According to all this, the only setback requirements for an unenclosed patio are 6 feet to any side of the property for  "R-7.5", "R-12.5", "R-20", and the "R-TH" Districts.  Am I understanding this correctly?  The patio foundation does have engineered stamped drawings too, if that makes any difference.


----------



## cda (Jun 4, 2019)

If your house falls in that zoning area

Check a zoning map


----------



## kobin (Jun 4, 2019)

cda said:


> If your house falls in that zoning area
> 
> Check a zoning map



Good suggestion...my house is in a R-7.5 zone.


----------



## cda (Jun 4, 2019)

I do not see a ten foot requirement 

https://www.grapevinetexas.gov/DocumentCenter/View/261/Section-15---R75?bidId=

Suggest ask the city to cite what they are talking about

Than post that

Plus look around the neighborhood and see what the norm is


----------



## kobin (Jun 4, 2019)

I didn't see a 10 ft requirement either... I'll call the city tomorrow if I don't hear back via email.  

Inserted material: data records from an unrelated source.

PR #2386, opened 2021-12-10
Fixes #2368, avoid use 'match' as an identifier

### LINKED ISSUE #2368: Cannot use 'match' as an identifier. It is a reserved keyword since PHP 8.0
Hello folks!

Elasticsuite 2.10.8.1 is not compatible with PHP 8.0 (Magento 2.4.4-beta2)

### Preconditions

- PHP 8.0
- Magento Version : (ee) 2.4.4-beta2
- ElasticSuite Version : 2.10.8.1
- Magento Environment : Developer (same with Production mode)

### Steps to reproduce

```
composer create-project --repository-url=https://repo.magento.com/ magento/project-enterprise-edition=2.4.4-beta2 ee_244-beta2
composer require smile/elasticsuite ~2.10.0
php bin/magento setup:di:compile
```

### Expected result

Elasticsuite should be compiled in `generated` without errors

### Actual result

```
syntax error, unexpected token "match", expecting identifier#0 /var/www/html/vendor/composer/ClassLoader.php(429): Composer\Autoload\includeFile('/var/www/html/v...')
#1 [internal function]: Composer\Autoload\ClassLoader->loadClass('Smile\\Elasticsu...')
```
My error is truncated, but it's:
- `Smile\ElasticsuiteCore\Search\Adapter\Elasticsuite\Request\Query\Builder\Match` class
- `Smile\ElasticsuiteCore\Search\Request\Query\Match` class
- `Smile\ElasticsuiteCore\Search\Request\Query\Common extends Match`
IDE Error: Cannot use 'match' as an identifier. It is a reserved keyword since PHP 8.0

vahonc:


src/module-elasticsuite-core/Search/Adapter/Elasticsuite/Request/Query/Builder/QueryMatch.php
```diff
@@ -24,7 +24,7 @@
  * @package  Smile\ElasticsuiteCore
  * @author   Aurelien FOUCRET <aurelien.foucret@smile.fr>
  */
-class Match implements BuilderInterface
+class QueryMatch implements BuilderInterface
```
romainruaud, line 27: Can you name it "MatchQuery" instead of "QueryMatch" ?

src/module-elasticsuite-core/Test/Unit/Search/Adapter/Elasticsuite/Request/Query/Builder/MatchTest.php
```diff
@@ -13,8 +13,8 @@
  */
 namespace Smile\ElasticsuiteCore\Test\Unit\Search\Adapter\Elasticsuite\Request\Query\Builder;
 
-use Smile\ElasticsuiteCore\Search\Request\Query\Match as MatchQuery;
-use Smile\ElasticsuiteCore\Search\Adapter\Elasticsuite\Request\Query\Builder\Match as MatchQueryBuilder;
+use Smile\ElasticsuiteCore\Search\Request\Query\QueryMatch as MatchQuery;
```
romainruaud, line 16: If you name it "MatchQuery" instead of "QueryMatch" this will allow to get rid of this aliasing "QueryMatch as MatchQuery".

Also, since the builder was named "MatchQueryBuilder", this would be more consistent.

romainruaud (changes requested):

src/module-elasticsuite-core/Search/Adapter/Elasticsuite/Request/Query/Builder/QueryMatch.php
vahonc: Done.

src/module-elasticsuite-core/Test/Unit/Search/Adapter/Elasticsuite/Request/Query/Builder/MatchTest.php
vahonc: Done.

PR #2419, opened 2022-01-10
Fix for missing server name definition

adamkarnowka:
In some environments (for example CI/CD) server name value is not set, resulting in:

I asked some neighbors about their pergolas and they said 'we needed a permit?  Pretty sure the builder took care of that'

LOL


----------



## cda (Jun 4, 2019)

kobin said:


> I didn't see a 10 ft requirement either... I'll call the city tomorrow if I don't hear back via email.
> 
> I asked some neighbors about their pergolas and they said 'we needed a permit?  Pretty sure the builder took care of that'
> 
> LOL




Yep

Get hit by the load of paper,,, when you try to play by the book.

Ask if you fall under the international residential code and not IBC


----------



## kobin (Jun 6, 2019)

Finally heard back from the city:

"The Section 42 G 3. Of Zoning Ordinance is for projections in the required yard for attached unenclosed patio cover. The permit application and plans submitted
 are for enclosed detached pergola. As per Section 42C of Zoning Ordinance, detached accessory structure to be located on the rear one half of the lot, and at least 10’ from any other structure. This section also allows such structure to be 3’ from side and rear lot line."

So by this logic if I purchased a free standing pergola kit from Costco it would either need to be anchored to the house or set back 10 feet?


----------



## cda (Jun 6, 2019)

Resubmit the plans and state not enclosed

And show it next to the house ??


http://www.grapevinetexas.gov/DocumentCenter/View/354/Carport-Information?bidId=


----------



## cda (Jun 6, 2019)

Resubmit the plans and state not enclosed

And show it next to the house ??


----------



## classicT (Jun 6, 2019)

kobin said:


> Finally heard back from the city:
> 
> "The Section 42 G 3. Of Zoning Ordinance is for projections in the required yard for attached unenclosed patio cover. The permit application and plans submitted
> are for enclosed detached pergola. As per Section 42C of Zoning Ordinance, detached accessory structure to be located on the rear one half of the lot, and at least 10’ from any other structure. This section also allows such structure to be 3’ from side and rear lot line."
> ...


Yes...that does appear to be the zoning requirement.


----------



## kobin (Jun 6, 2019)

I have another email into the city asking which permit I need for an unenclosed patio located next to the house. Hopefully they'll respond sooner than 3 days. 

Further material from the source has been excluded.